What to work on: The records are to be reproduced verbatim.

Stored items

>>>

PR #4903, opened 2020-08-31
[Wallet] Add daily limit to CELO withdrawals

### LINKED ISSUE #4895: Apply 500 cUSD daily limit to CELO Withdrawals & cUSD Requests
### Expected Behavior

Apply the daily limit of 500 cUSD to CELO Withdrawals & cUSD Requests in mobile app

### Current Behavior

500 cUSD limit applies to cash in & cUSD send, but not cUSD request + CELO Withdrawal

NOTE: Blocker for v1.1, not v1.0.x

gnardini:
### Description

Added a limit to CELO withdrawals. They contribute to and use the same limit that cUSD transfers do. 

### Other changes

- Limited the limit error message to 2 decimal places since it was very long otherwise because of exchange rates.
- Added a $500 limit to requests as well, since they would never be able to be completed otherwise.

### Tested

In the simulator sending/withdrawing different amount of funds.

### Related issues

- Fixes #4895


packages/mobile/src/tokens/saga.ts
```diff
@@ -24,24 +24,24 @@ const contractWeiPerUnit: { [key in CURRENCY_ENUM]: BigNumber | null } = {
   [CURRENCY_ENUM.DOLLAR]: null,
 }
 
-function* getWeiPerUnit(token: CURRENCY_ENUM) {
+async function getWeiPerUnit(token: CURRENCY_ENUM) {
```
gnardini: I had to change these generator functions to async ones because I needed to call them from a React component, if there's a different or better way to do this that we've been using and I missed please let me know :)

packages/mobile/locales/en-US/global.json
```diff
@@ -125,6 +125,7 @@
   "odisInsufficientBalance": "Your balance is too low to complete this process",
   "matchmakingQuotaExceededError": "Matchmaking can be done only once",
   "paymentLimitReached": "The daily limit is {{dailyLimitcUSD}} cUSD ({{currencySymbol}}{{dailyLimit}})\n{{dailyRemainingcUSD}} cUSD ({{currencySymbol}}{{dailyRemaining}}) remaining",
+  "requestLimitError": "Can't request more than the {{limit}} cUSD daily limit.",
```
tarikbellamine, line 128: Can we repurpose `paymentLimitReached` message to fit this?

gnardini: Do you mean the specific wording? `paymentLimitReached` ends with `{X} cUSD remaining` but in the case of requesting the remaining part doesn't make much sense I think, right?

packages/mobile/src/exchange/WithdrawCeloScreen.tsx
```diff
@@ -43,11 +55,25 @@ function WithdrawCeloScreen({ navigation }: Props) {
...
+    const now = Date.now()
+    const isLimitReached = isPaymentLimitReached(now, recentPayments, cUsdAmount.toNumber())
+    if (isLimitReached) {
+      dispatch(
+        showLimitReachedError(now, recentPayments, localCurrencyExchangeRate, localCurrencySymbol)
+      )
+      setLoading(false)
+      return
+    }
+
```
tarikbellamine: Can we organize this into a separate function?

gnardini: Yup, probably a good idea to reuse this logic between this file and the one in the Send flow too.

packages/mobile/src/fiatExchanges/FiatExchangeAmount.tsx
```diff
@@ -79,10 +78,7 @@ export function ExchangeTradeScreen({ navigation, route }: Props) {
   }
 
   function goNext() {
-    const now = Date.now()
-    const isLimitReached = isPaymentLimitReached(now, recentPayments, dollarAmount.toNumber())
-    if (isLimitReached) {
-      dispatch(showLimitReachedError(now, recentPayments, localExchangeRate, localCurrencySymbol))
+    if (isPaymentLimitReached(dollarAmount)) {
```
tarikbellamine: Nit: I think this is much cleaner overall. Only thing is it's not intuitive to me that the error is being shown within `isPaymentLimitReached`. I'd suggest either changing the function name to try to capture that or breaking out the `showError` to be within the if block (i.e., `isPaymentLimitReached` would only return a boolean but not display an error either way)

packages/mobile/src/send/utils.ts
```diff
@@ -93,13 +96,29 @@ function dailySpent(now: number, recentPayments: PaymentInfo[]) {
   return amount
 }
 
-export function isPaymentLimitReached(
-  now: number,
-  recentPayments: PaymentInfo[],
-  initial: number
+export function isPaymentLimitReached(amountToTransfer: BigNumber): boolean {
+  return _isPaymentLimitReachedWithStore(store.getState(), amountToTransfer)
```
tarikbellamine: Nit: I think it's cleaner to have `store.getState` called within the inner function rather than here as a function argument. The function name `_isPaymentLimitReachedWithStore` implies that we are checking the store and there realistically isn't ever another value we'd want to use instead as an argument

packages/mobile/src/send/utils.ts
```diff
@@ -108,12 +127,15 @@ export function showLimitReachedError(
   localCurrencyExchangeRate: string | null | undefined,
   localCurrencySymbol: LocalCurrencySymbol | null
 ) {
-  const dailyRemainingcUSD = dailyAmountRemaining(now, recentPayments)
-  const dailyRemaining = convertDollarsToLocalAmount(dailyRemainingcUSD, localCurrencyExchangeRate)
+  const dailyRemainingcUSD = dailyAmountRemaining(now, recentPayments).toFixed(2)
```
tarikbellamine, line 153: Nice catch here with the decimals!

packages/mobile/src/fiatExchanges/FiatExchangeAmount.tsx
gnardini: I agree it's not intuitive, the reason I wanted to leave it here is that the `showLimitReachedError` has a lot of dependencies that have to be imported in every place it's used just to show the error message and I though the usage would be much simpler if we could 'hide' those dependencies within this method. I'll try to think of a rename to the function to make clear what's happening.

packages/mobile/src/send/utils.ts
gnardini: It's true it may lead to confusion, I use it from the test and it's easier to call it with a mock state, so I just renamed the function to say `state` instead of `store`, hope that solves the concern.

gnardini: Writing here for other reviewers, I ended up changing this code to be a custom hook instead `useDailyTransferLimitValidator`, I think it's cleaner this way :)

packages/mobile/src/send/utils.ts
```diff
@@ -93,13 +99,41 @@ function dailySpent(now: number, recentPayments: PaymentInfo[]) {
...
+      return amount
+    } else {
+      const exchangeRate = getRateForMakerToken(
+        exchangeRatePair,
+        CURRENCY_ENUM.DOLLAR,
+        CURRENCY_ENUM.GOLD
+      )
+      return goldToDollarAmount(amount, exchangeRate) || new BigNumber(0)
+    }
+  }, [amount])
```
tarikbellamine: Think you want currency here as well for the edge case that the currency changes but the amount doesn't

packages/mobile/src/send/utils.ts
```diff
@@ -93,13 +99,41 @@ function dailySpent(now: number, recentPayments: PaymentInfo[]) {
...
+
+  const recentPayments = useSelector(getRecentPayments)
+  const localCurrencyExchangeRate = useSelector(getLocalCurrencyExchangeRate)
+  const localCurrencySymbol = useSelector(getLocalCurrencySymbol)
+
+  const now = Date.now()
```
tarikbellamine, line 127: Nit nit: if you aren't reusing `now`, you can call `Date.now` in the function argument to avoid this extra variable/line

tarikbellamine (approved):
Good stuff! Left some minor comments

packages/mobile/src/send/utils.ts
gnardini: It's actually being used twice (lines 129 & 133) :)

jeanregisser (approved):
Great! 👍

Lss-Ankit:
Need fund to verify this task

<<<

Problem solution:
PR #4903, opened 2020-08-31
[Wallet] Add daily limit to CELO withdrawals

### LINKED ISSUE #4895: Apply 500 cUSD daily limit to CELO Withdrawals & cUSD Requests
### Expected Behavior

Apply the daily limit of 500 cUSD to CELO Withdrawals & cUSD Requests in mobile app

### Current Behavior

500 cUSD limit applies to cash in & cUSD send, but not cUSD request + CELO Withdrawal

NOTE: Blocker for v1.1, not v1.0.x

gnardini:
### Description

Added a limit to CELO withdrawals. They contribute to and use the same limit that cUSD transfers do. 

### Other changes

- Limited the limit error message to 2 decimal places since it was very long otherwise because of exchange rates.
- Added a $500 limit to requests as well, since they would never be able to be completed otherwise.

### Tested

In the simulator sending/withdrawing different amount of funds.

### Related issues

- Fixes #4895


packages/mobile/src/tokens/saga.ts
```diff
@@ -24,24 +24,24 @@ const contractWeiPerUnit: { [key in CURRENCY_ENUM]: BigNumber | null } = {
   [CURRENCY_ENUM.DOLLAR]: null,
 }
 
-function* getWeiPerUnit(token: CURRENCY_ENUM) {
+async function getWeiPerUnit(token: CURRENCY_ENUM) {
```
gnardini: I had to change these generator functions to async ones because I needed to call them from a React component, if there's a different or better way to do this that we've been using and I missed please let me know :)

packages/mobile/locales/en-US/global.json
```diff
@@ -125,6 +125,7 @@
   "odisInsufficientBalance": "Your balance is too low to complete this process",
   "matchmakingQuotaExceededError": "Matchmaking can be done only once",
   "paymentLimitReached": "The daily limit is {{dailyLimitcUSD}} cUSD ({{currencySymbol}}{{dailyLimit}})\n{{dailyRemainingcUSD}} cUSD ({{currencySymbol}}{{dailyRemaining}}) remaining",
+  "requestLimitError": "Can't request more than the {{limit}} cUSD daily limit.",
```
tarikbellamine, line 128: Can we repurpose `paymentLimitReached` message to fit this?

gnardini: Do you mean the specific wording? `paymentLimitReached` ends with `{X} cUSD remaining` but in the case of requesting the remaining part doesn't make much sense I think, right?

packages/mobile/src/exchange/WithdrawCeloScreen.tsx
```diff
@@ -43,11 +55,25 @@ function WithdrawCeloScreen({ navigation }: Props) {
...
+    const now = Date.now()
+    const isLimitReached = isPaymentLimitReached(now, recentPayments, cUsdAmount.toNumber())
+    if (isLimitReached) {
+      dispatch(
+        showLimitReachedError(now, recentPayments, localCurrencyExchangeRate, localCurrencySymbol)
+      )
+      setLoading(false)
+      return
+    }
+
```
tarikbellamine: Can we organize this into a separate function?

gnardini: Yup, probably a good idea to reuse this logic between this file and the one in the Send flow too.

packages/mobile/src/fiatExchanges/FiatExchangeAmount.tsx
```diff
@@ -79,10 +78,7 @@ export function ExchangeTradeScreen({ navigation, route }: Props) {
   }
 
   function goNext() {
-    const now = Date.now()
-    const isLimitReached = isPaymentLimitReached(now, recentPayments, dollarAmount.toNumber())
-    if (isLimitReached) {
-      dispatch(showLimitReachedError(now, recentPayments, localExchangeRate, localCurrencySymbol))
+    if (isPaymentLimitReached(dollarAmount)) {
```
tarikbellamine: Nit: I think this is much cleaner overall. Only thing is it's not intuitive to me that the error is being shown within `isPaymentLimitReached`. I'd suggest either changing the function name to try to capture that or breaking out the `showError` to be within the if block (i.e., `isPaymentLimitReached` would only return a boolean but not display an error either way)

packages/mobile/src/send/utils.ts
```diff
@@ -93,13 +96,29 @@ function dailySpent(now: number, recentPayments: PaymentInfo[]) {
   return amount
 }
 
-export function isPaymentLimitReached(
-  now: number,
-  recentPayments: PaymentInfo[],
-  initial: number
+export function isPaymentLimitReached(amountToTransfer: BigNumber): boolean {
+  return _isPaymentLimitReachedWithStore(store.getState(), amountToTransfer)
```
tarikbellamine: Nit: I think it's cleaner to have `store.getState` called within the inner function rather than here as a function argument. The function name `_isPaymentLimitReachedWithStore` implies that we are checking the store and there realistically isn't ever another value we'd want to use instead as an argument

packages/mobile/src/send/utils.ts
```diff
@@ -108,12 +127,15 @@ export function showLimitReachedError(
   localCurrencyExchangeRate: string | null | undefined,
   localCurrencySymbol: LocalCurrencySymbol | null
 ) {
-  const dailyRemainingcUSD = dailyAmountRemaining(now, recentPayments)
-  const dailyRemaining = convertDollarsToLocalAmount(dailyRemainingcUSD, localCurrencyExchangeRate)
+  const dailyRemainingcUSD = dailyAmountRemaining(now, recentPayments).toFixed(2)
```
tarikbellamine, line 153: Nice catch here with the decimals!

packages/mobile/src/fiatExchanges/FiatExchangeAmount.tsx
gnardini: I agree it's not intuitive, the reason I wanted to leave it here is that the `showLimitReachedError` has a lot of dependencies that have to be imported in every place it's used just to show the error message and I though the usage would be much simpler if we could 'hide' those dependencies within this method. I'll try to think of a rename to the function to make clear what's happening.

packages/mobile/src/send/utils.ts
gnardini: It's true it may lead to confusion, I use it from the test and it's easier to call it with a mock state, so I just renamed the function to say `state` instead of `store`, hope that solves the concern.

gnardini: Writing here for other reviewers, I ended up changing this code to be a custom hook instead `useDailyTransferLimitValidator`, I think it's cleaner this way :)

packages/mobile/src/send/utils.ts
```diff
@@ -93,13 +99,41 @@ function dailySpent(now: number, recentPayments: PaymentInfo[]) {
...
+      return amount
+    } else {
+      const exchangeRate = getRateForMakerToken(
+        exchangeRatePair,
+        CURRENCY_ENUM.DOLLAR,
+        CURRENCY_ENUM.GOLD
+      )
+      return goldToDollarAmount(amount, exchangeRate) || new BigNumber(0)
+    }
+  }, [amount])
```
tarikbellamine: Think you want currency here as well for the edge case that the currency changes but the amount doesn't

packages/mobile/src/send/utils.ts
```diff
@@ -93,13 +99,41 @@ function dailySpent(now: number, recentPayments: PaymentInfo[]) {
...
+
+  const recentPayments = useSelector(getRecentPayments)
+  const localCurrencyExchangeRate = useSelector(getLocalCurrencyExchangeRate)
+  const localCurrencySymbol = useSelector(getLocalCurrencySymbol)
+
+  const now = Date.now()
```
tarikbellamine, line 127: Nit nit: if you aren't reusing `now`, you can call `Date.now` in the function argument to avoid this extra variable/line

tarikbellamine (approved):
Good stuff! Left some minor comments

packages/mobile/src/send/utils.ts
gnardini: It's actually being used twice (lines 129 & 133) :)

jeanregisser (approved):
Great! 👍

Lss-Ankit:
Need fund to verify this task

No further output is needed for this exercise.